#### Task:
In the entries below, find the lines with the word "locations" and copy them.

Record set below:

PR #1282, opened 2021-03-10
distro/rhel9: add RHEL9 support

jmikovic:
This pull request includes:

requires: https://github.com/osbuild/osbuild/pull/612


cmd/osbuild-composer/composer.go
```diff
@@ -26,6 +26,7 @@ import (
 	"github.com/osbuild/osbuild-composer/internal/distro/fedora33"
 	"github.com/osbuild/osbuild-composer/internal/distro/rhel8"
 	"github.com/osbuild/osbuild-composer/internal/distro/rhel84"
+	"github.com/osbuild/osbuild-composer/internal/distro/rhel9"
```
teg, line 29: let's call this `rhel90`, to avoid repeating the mistake of `rhel8` (which really is `rhel83`)

repositories/rhel-9.json
```diff
@@ -0,0 +1,66 @@
+{
+    "aarch64": [
+        {
+            "name": "baseos",
+            "baseurl": "http://download-node-02.eng.bos.redhat.com/rhel-9/composes/RHEL-9/RHEL-9.0.0-20210228.7/compose/BaseOS/aarch64/os",
```
teg, line 5: This should probably be the CDN address, and then we override it in tests, as this URL will expire.

test/data/repositories/rhel-9.json
```diff
@@ -0,0 +1,66 @@
+{
+    "aarch64": [
+        {
+            "name": "baseos",
+            "baseurl": "http://download-node-02.eng.bos.redhat.com/rhel-9/composes/RHEL-9/RHEL-9.0.0-20210228.7/compose/BaseOS/aarch64/os",
```
teg, line 5: This is fine for now I think, but we should ask @dvdhrm to add this to his snapshots so we can use a RHEL9 snapshot here as we do for RHEL8.

tools/test-case-generators/repos.json
```diff
@@ -176,5 +176,55 @@
         "check_gpg": true
       }
     ]
+  },
+  "rhel-9": {
+    "x86_64": [
+      {
+        "name": "baseos",
+        "baseurl": "http://download-node-02.eng.bos.redhat.com/rhel-9/composes/RHEL-9/RHEL-9.0.0-20210228.7/compose/BaseOS/x86_64/os",
```
teg, line 184: Same as other comment, let's move this to rpmrepos before we land this.

internal/distro/rhel9/distro.go
```diff
@@ -0,0 +1,870 @@
...
+	"github.com/osbuild/osbuild-composer/internal/osbuild"
+
+	"github.com/google/uuid"
+
+	"github.com/osbuild/osbuild-composer/internal/blueprint"
+	"github.com/osbuild/osbuild-composer/internal/crypt"
+	"github.com/osbuild/osbuild-composer/internal/rpmmd"
+)
+
+const name = "rhel-9"
```
teg, line 22: Let's go with `rhel-90`.

teg (commented):
Nice start! If you can build an image but not boot it, I suggest grabbing the most recent nightly qcow2 and run image-info on that as well as ours to compare.

cmd/osbuild-composer/composer.go
ondrejbudai: Or maybe go even deeper and call it `rhel90beta`?

internal/distro/rhel9/distro.go
ondrejbudai: Same as before.

jmikovic:
Changed the name to `rhel90` and made changes to distro implementation so now the image is bootable but there are still some issues as `image-info` is failing because it's unable to mount root partition as `read-only`, test case generation also fails because of it

atodorov:
@jmikovic would you copy the EL8.4 sections in Jenkinsfile and make similar ones so we can consume the EL9 contents via Schutzbot ?

jmikovic:
yes, I want to do that but first I need to figure out how to run test for different distro than the one test is running on, since we want to test el9 build on el8, right @teg ?

teg:
> yes, I want to do that but first I need to figure out how to run test for different distro than the one test is running on, since we want to test el9 build on el8, right @teg ?

Sorry, missed this comment. Yeah, I think the first aim should be to hook this up with the koji API, and test it on the `EL8`, as this is firstly about building images for brew. Secondly we should enable this for the weldr API, which would require actual EL9.0 images to test on, but that can be a follow-up, in my opinion.

teg:
Seems like the compose we are testing against is gone.

@dvdhrm did you write up any documentation yet on how to use the new rpmrepo APIs? I see the snapshots are there for RHEL9, but how do I query for the most recent snapshot locations?

dvdhrm:
> Seems like the compose we are testing against is gone.
> 
> @dvdhrm did you write up any documentation yet on how to use the new rpmrepo APIs? I see the snapshots are there for RHEL9, but how do I query for the most recent snapshot locations?

You can just enumerate them all and then filter via `jq`, like this:

    curl -s "https://rpmrepo.osbuild.org/v2/enumerate" | jq 'map(select(startswith("el9-")))'

Alternatively, you can just query for all snapshots of a single repository by appending the snapshot without the date suffix:

    curl -s "https://rpmepo.osbuild.org/v2/enumerate/el9-x86_64-baseos-n9.0" | jq .

The current snapshots all have different timestamps. I have scheduled snapshots for tomorrow which will all have the `-20210326` suffix.

The current snapshots for EL9 are:

    [
      "el9-aarch64-appstream-n9.0-202103231341",
      "el9-aarch64-baseos-n9.0-202103231341",
      "el9-ppc64le-appstream-n9.0-202103231341",
      "el9-ppc64le-baseos-n9.0-202103231345",
      "el9-s390x-appstream-n9.0-202103231349",
      "el9-s390x-baseos-n9.0-202103231356",
      "el9-x86_64-appstream-n9.0-202103231357",
      "el9-x86_64-baseos-n9.0-202103231359",
      "el9-x86_64-rt-n9.0-202103231401"
    ]

teg:
Thanks @dvdhrm ! I guess we should go work the v2 repos if that's the future. What do you think @jmikovic ?

repositories/rhel-9.json
jmikovic: is there already CDN address for el9?

teg (approved):
This is great! Thanks so much @jmikovic! 🥳

PR #1283, opened 2021-03-10
GCP refactoring: logging, storage cleanup, worker credentials

thozza:
This PR addresses couple of outstanding things, which popped up during the initial GCP PR and later during review of Azure support for Cloud API.

Main changes:
- Moved all logging out of the GCP internal library to the callers (worker and the CLI upload tool), similar as it is done for Azure.
- Made all GCP methods a single purpose and not to do any extra tasks (e.g. cleanup). Rather than cleaning up under the hood, an error is returned and the caller can use provided cleanup methods to delete any unwanted resources. This is true for importing image. If the image upload to Storage fails, there is no need to clean up the object since it has been not created.
- Modified the worker and CLI upload tool code to do all necessary clean up in case of errors 
- Modified worker GCP-related code to try to share the imported image only if the list of accounts is not empty.
- Minor simplification of Google Compute Node API calls in the GCP library based on project's code examples.
- Added building of `osbuild-upload-gcp` to Makefile's build target. This was previously missed.
- Refactored handling of GCP credentials file on the worker. Instead of passing the path to the file to job, the file is read on the start up and its content is passed to the job. This mimics what is done for Azure and helps to detect issues with the credentials file early. Note that there is no easy way to actually test the validity of the content of the file and credentials other than making some actual API calls. I decided to not to do any "random" calls for now.

This pull request includes:

 - no new tests have been added
 - changes should be transparent to the end user, thus no documentation has been added

### DIFF
--- a/Makefile
+++ b/Makefile
@@ -114,6 +114,7 @@ build:
 	go build -o bin/osbuild-pipeline ./cmd/osbuild-pipeline/
 	go build -o bin/osbuild-upload-azure ./cmd/osbuild-upload-azure/
 	go build -o bin/osbuild-upload-aws ./cmd/osbuild-upload-aws/
+	go build -o bin/osbuild-upload-gcp ./cmd/osbuild-upload-gcp/
 	go test -c -tags=integration -o bin/osbuild-composer-cli-tests ./cmd/osbuild-composer-cli-tests/main_test.go
 	go test -c -tags=integration -o bin/osbuild-weldr-tests ./internal/client/
 	go test -c -tags=integration -o bin/osbuild-dnf-json-tests ./cmd/osbuild-dnf-json-tests/main_test.go
--- a/cmd/osbuild-upload-gcp/main.go
+++ b/cmd/osbuild-upload-gcp/main.go
@@ -4,7 +4,7 @@ import (
 	"flag"
 	"fmt"
 	"io/ioutil"
-	"os"
+	"log"
 
 	"github.com/osbuild/osbuild-composer/internal/upload/gcp"
 )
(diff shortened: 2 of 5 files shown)


teg (commented):
This makes a lot of sense to me. Something also worth considering is to pass `ctx` to our various long-running library calls that can support it so that we can have better cancellation support. Though osbuild itself might not be ready for that yet, so utility might be limited still.

thozza:
> This makes a lot of sense to me. Something also worth considering is to pass `ctx` to our various long-running library calls that can support it so that we can have better cancellation support. Though osbuild itself might not be ready for that yet, so utility might be limited still.

Yes, good point. This is still on my TODO...

thozza:
CI "almost" passed - only "F33 aarch64 Base" test was aborted. This change set didn't touch any Fedora-related. I'm happy to reschedule to make it completely green...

End of Record set.

#### Finished task:
@dvdhrm did you write up any documentation yet on how to use the new rpmrepo APIs? I see the snapshots are there for RHEL9, but how do I query for the most recent snapshot locations?
> @dvdhrm did you write up any documentation yet on how to use the new rpmrepo APIs? I see the snapshots are there for RHEL9, but how do I query for the most recent snapshot locations?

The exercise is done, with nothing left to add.